-- Description of the task --
Scan the entries for lines with the word "utilities" and copy those lines.
==== Provided records ====
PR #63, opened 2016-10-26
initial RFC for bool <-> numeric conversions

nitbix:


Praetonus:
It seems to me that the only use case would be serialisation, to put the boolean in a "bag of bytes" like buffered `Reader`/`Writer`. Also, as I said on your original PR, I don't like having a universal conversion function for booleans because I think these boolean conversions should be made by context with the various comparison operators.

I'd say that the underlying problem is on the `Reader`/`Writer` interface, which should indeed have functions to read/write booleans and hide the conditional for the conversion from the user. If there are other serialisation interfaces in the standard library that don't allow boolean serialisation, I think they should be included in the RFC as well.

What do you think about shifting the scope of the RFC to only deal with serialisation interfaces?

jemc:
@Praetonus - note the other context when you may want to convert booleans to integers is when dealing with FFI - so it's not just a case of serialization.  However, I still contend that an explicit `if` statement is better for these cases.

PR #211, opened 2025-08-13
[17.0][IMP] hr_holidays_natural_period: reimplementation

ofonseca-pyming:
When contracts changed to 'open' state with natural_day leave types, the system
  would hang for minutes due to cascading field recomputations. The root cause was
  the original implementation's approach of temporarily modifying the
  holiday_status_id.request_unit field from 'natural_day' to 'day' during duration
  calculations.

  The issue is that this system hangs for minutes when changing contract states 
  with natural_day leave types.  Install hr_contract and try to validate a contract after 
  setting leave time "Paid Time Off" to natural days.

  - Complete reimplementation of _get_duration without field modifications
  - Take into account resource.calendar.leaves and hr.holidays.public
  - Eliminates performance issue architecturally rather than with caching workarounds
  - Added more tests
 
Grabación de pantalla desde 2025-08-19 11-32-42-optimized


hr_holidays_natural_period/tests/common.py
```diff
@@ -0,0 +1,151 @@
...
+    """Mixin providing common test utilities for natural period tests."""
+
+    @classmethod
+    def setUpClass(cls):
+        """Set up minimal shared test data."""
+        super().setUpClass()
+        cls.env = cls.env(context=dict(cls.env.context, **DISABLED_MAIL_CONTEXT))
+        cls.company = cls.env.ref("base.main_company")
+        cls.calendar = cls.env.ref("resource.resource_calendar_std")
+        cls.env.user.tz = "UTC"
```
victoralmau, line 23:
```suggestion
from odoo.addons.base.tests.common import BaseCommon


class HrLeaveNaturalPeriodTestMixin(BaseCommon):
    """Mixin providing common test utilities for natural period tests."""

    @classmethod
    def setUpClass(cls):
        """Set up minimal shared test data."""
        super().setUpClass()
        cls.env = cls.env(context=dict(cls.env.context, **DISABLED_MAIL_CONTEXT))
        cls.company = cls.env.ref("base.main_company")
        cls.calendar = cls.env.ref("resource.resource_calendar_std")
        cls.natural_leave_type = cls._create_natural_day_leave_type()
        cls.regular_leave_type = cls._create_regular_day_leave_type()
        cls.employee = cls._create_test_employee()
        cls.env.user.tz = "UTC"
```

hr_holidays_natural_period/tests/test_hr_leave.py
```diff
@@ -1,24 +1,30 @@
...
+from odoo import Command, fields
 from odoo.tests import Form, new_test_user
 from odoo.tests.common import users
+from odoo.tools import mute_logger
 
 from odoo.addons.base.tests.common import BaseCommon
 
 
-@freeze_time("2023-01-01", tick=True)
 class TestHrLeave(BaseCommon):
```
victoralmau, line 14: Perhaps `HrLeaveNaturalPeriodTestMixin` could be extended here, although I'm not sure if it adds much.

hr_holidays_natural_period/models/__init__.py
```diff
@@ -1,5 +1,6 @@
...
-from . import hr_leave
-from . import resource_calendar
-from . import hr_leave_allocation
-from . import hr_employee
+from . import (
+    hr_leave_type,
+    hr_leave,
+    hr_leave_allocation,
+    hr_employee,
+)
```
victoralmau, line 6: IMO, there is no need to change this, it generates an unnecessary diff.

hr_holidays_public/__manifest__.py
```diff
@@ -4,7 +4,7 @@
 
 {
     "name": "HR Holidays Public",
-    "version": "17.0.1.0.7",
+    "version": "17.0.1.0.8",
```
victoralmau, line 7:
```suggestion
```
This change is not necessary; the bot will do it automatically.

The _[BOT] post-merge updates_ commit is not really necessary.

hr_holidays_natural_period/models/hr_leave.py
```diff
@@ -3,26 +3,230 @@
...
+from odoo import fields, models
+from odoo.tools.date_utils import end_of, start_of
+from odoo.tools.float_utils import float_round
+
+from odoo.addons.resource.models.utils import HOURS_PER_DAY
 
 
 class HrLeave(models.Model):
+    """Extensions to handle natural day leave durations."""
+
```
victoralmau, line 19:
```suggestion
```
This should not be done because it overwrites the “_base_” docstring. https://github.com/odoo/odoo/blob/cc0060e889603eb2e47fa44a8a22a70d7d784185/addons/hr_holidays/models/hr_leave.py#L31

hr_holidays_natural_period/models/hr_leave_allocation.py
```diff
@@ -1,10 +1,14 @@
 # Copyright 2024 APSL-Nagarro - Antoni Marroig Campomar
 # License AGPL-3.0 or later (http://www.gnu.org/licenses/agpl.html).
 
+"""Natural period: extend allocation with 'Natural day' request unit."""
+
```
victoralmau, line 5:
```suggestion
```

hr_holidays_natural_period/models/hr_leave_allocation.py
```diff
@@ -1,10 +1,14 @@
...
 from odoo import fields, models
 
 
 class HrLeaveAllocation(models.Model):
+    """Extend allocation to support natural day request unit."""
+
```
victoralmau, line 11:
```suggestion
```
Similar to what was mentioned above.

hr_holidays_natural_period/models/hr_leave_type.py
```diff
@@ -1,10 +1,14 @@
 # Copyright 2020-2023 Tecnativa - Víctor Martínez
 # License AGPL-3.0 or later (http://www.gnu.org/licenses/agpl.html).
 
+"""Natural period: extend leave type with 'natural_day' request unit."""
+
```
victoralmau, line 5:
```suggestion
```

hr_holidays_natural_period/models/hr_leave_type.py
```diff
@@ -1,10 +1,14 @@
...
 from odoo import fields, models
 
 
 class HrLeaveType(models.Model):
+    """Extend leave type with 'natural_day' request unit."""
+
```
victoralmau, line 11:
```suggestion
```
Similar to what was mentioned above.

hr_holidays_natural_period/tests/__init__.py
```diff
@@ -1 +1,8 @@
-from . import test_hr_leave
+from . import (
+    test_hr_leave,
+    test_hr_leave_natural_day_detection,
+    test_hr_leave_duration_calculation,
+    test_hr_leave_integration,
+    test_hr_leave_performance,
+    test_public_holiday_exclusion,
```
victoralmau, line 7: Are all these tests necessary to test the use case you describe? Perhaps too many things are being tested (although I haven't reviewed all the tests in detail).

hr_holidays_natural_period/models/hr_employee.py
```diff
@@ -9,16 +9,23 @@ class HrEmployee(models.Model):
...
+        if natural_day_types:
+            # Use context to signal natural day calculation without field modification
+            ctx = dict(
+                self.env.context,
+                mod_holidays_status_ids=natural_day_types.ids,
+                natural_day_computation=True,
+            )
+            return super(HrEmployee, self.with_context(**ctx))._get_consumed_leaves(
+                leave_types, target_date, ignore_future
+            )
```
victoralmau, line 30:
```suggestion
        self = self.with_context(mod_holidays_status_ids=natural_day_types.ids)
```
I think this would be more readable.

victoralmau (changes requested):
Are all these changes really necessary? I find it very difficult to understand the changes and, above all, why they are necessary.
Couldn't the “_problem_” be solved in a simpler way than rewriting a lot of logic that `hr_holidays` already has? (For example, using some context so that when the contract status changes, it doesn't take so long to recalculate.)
====
==== Provided records ====
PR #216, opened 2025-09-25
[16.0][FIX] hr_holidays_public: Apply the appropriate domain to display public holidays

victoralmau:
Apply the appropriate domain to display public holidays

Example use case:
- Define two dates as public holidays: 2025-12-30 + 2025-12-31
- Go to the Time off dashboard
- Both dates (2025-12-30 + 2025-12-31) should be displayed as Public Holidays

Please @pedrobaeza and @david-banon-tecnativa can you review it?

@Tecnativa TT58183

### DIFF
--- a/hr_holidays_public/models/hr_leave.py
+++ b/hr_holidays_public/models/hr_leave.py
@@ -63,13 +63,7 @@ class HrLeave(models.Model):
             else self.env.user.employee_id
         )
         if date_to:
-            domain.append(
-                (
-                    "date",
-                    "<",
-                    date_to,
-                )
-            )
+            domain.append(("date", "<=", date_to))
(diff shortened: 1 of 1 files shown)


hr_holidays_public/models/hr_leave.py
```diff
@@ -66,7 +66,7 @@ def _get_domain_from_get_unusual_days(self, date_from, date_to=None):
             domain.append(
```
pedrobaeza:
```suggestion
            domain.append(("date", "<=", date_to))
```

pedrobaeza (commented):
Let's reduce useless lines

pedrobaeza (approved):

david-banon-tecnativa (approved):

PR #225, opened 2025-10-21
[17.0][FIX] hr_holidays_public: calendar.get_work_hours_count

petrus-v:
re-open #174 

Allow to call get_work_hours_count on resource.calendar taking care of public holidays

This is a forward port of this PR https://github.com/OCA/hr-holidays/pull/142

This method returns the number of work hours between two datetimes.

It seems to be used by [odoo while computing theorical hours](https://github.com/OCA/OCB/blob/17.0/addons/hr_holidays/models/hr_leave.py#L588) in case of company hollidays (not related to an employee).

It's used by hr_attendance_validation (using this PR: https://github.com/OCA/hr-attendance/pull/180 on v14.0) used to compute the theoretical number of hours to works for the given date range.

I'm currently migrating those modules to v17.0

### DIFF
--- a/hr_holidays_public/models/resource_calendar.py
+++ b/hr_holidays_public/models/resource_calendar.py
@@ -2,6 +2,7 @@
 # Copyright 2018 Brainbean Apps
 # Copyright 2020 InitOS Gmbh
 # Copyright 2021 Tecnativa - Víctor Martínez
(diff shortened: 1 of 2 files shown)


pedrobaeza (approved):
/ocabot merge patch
====
==== Provided records ====
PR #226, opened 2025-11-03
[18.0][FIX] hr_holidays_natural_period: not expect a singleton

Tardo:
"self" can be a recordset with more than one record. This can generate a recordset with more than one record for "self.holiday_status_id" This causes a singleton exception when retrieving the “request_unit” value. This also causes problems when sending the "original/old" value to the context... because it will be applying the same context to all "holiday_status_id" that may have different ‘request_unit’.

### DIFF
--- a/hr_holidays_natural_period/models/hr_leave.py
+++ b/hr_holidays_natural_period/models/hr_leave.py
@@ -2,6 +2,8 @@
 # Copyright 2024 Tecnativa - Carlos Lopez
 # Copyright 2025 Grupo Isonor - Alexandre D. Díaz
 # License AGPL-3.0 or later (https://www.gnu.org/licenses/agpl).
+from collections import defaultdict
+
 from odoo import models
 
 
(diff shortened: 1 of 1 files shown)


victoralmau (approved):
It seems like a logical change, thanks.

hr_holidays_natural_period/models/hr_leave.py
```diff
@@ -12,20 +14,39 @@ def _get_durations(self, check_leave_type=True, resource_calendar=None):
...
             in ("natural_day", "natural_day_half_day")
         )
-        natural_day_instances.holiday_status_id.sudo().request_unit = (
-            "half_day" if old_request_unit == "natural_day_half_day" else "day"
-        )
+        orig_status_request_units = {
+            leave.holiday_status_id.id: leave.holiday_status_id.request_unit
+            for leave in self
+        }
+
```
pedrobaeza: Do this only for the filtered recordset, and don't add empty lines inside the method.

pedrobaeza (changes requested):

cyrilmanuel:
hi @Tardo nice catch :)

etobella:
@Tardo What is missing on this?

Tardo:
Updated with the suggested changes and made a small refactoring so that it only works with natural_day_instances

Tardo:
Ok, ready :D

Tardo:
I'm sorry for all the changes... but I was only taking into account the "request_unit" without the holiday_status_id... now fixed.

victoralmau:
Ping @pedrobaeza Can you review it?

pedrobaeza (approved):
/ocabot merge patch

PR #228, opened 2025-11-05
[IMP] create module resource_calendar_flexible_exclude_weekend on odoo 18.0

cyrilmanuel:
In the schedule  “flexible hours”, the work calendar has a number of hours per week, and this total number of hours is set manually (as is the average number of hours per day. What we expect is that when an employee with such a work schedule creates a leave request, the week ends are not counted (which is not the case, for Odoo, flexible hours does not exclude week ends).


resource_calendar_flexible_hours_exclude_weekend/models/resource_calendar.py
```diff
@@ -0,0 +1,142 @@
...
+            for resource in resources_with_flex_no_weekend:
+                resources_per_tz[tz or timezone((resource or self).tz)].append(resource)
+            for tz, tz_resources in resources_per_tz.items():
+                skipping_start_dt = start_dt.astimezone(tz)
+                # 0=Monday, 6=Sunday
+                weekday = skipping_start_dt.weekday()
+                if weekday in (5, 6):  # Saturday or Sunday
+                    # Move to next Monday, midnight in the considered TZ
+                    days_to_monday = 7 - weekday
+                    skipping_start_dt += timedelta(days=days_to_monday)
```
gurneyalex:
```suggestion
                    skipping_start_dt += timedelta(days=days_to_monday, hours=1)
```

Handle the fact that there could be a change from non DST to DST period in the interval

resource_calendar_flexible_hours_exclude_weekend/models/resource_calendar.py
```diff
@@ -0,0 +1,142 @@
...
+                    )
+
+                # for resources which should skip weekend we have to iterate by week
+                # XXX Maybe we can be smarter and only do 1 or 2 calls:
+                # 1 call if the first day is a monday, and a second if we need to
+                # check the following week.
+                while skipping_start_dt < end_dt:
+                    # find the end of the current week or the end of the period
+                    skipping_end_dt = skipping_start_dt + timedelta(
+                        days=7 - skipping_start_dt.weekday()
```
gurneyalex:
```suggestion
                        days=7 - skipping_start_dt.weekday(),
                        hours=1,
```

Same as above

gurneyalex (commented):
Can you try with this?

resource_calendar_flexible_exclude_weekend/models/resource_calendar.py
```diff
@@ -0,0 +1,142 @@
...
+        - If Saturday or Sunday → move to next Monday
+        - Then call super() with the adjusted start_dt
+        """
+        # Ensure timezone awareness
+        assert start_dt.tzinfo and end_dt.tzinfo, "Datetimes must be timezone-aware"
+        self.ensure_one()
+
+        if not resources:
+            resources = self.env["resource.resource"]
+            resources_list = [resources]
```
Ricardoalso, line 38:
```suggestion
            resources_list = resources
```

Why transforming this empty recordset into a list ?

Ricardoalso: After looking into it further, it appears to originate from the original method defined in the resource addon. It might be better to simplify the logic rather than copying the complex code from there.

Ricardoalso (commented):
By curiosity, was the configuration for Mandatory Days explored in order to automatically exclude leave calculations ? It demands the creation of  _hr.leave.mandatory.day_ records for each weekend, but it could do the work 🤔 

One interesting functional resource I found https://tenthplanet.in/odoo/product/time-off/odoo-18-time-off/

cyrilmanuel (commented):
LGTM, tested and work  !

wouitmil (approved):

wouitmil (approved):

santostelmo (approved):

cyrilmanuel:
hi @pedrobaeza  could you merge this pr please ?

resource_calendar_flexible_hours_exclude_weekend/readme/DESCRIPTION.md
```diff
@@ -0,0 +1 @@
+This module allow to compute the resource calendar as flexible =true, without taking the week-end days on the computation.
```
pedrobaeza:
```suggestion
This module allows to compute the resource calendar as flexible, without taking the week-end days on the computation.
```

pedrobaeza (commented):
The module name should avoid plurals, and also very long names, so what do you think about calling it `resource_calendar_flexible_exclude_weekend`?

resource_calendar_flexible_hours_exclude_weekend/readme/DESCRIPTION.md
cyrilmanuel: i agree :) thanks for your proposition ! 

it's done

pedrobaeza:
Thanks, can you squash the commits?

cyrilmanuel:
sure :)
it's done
====
-- Finished exercise --
+    """Mixin providing common test utilities for natural period tests."""
    """Mixin providing common test utilities for natural period tests."""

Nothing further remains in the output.